ASSIGNED TASK:
Transcribe the records from the line containing "In order to" onward, up to and including the final line, exactly and without anything else.

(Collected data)
........

PR #3733, opened 2022-03-14
fix: always show progress bar for experiments

johnkim-det:
## Description

In the experiment details header and in the progress column of the experiment list table:
instead of hiding progress bar based on experiment state or 0 progress value, always show progress bar.

## Test Plan
Make sure an experiment's progress bar appears even if state is not 'Active', 'Scheduled', or 'ScheduledBackfilled', and/or if it's 0%:

- [ ] on the experiment details header

Screen Shot 2022-03-14 at 3 27 19 PM
canceled_progress
inprogress
zero_progress

- [ ] in the experiment list table's progress column
Screen Shot 2022-03-14 at 3 22 21 PM

## Checklist


hamidzr:
(here as part of the release party test)

> and/or if it's 0%:

IIRC it was the case that the progress bar would reset to 0% where it should have been 100%. If that's still the case this could add to the confusion. Do you know if that was changed? 

On another point: I read the ticket but I'm not sure if we wanted dashboard cards to be included or not. Although this works on its own as well

PR #3993, opened 2022-04-22
fix: pass task time not from logCtx

gt2345:
## Description

In order to avoid breaking in the future, do not read task type from logCtx


master/pkg/tasks/task_command.go
```diff
@@ -81,6 +81,6 @@ func (s GenericCommandSpec) ToTaskSpec(
 	}
 
 	res.UseFluentLogging = true
-
+	res.TaskType = model.TaskTypeCommand
```
stoksc, line 84: generic command spec is actually for commands, shells, tensorboards and notebooks, since they used to always be the same

gt2345: Fixed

........

REPLY TO THE TASK:
In order to avoid breaking in the future, do not read task type from logCtx


master/pkg/tasks/task_command.go
```diff
@@ -81,6 +81,6 @@ func (s GenericCommandSpec) ToTaskSpec(
 	}
 
 	res.UseFluentLogging = true
-
+	res.TaskType = model.TaskTypeCommand
```
stoksc, line 84: generic command spec is actually for commands, shells, tensorboards and notebooks, since they used to always be the same

gt2345: Fixed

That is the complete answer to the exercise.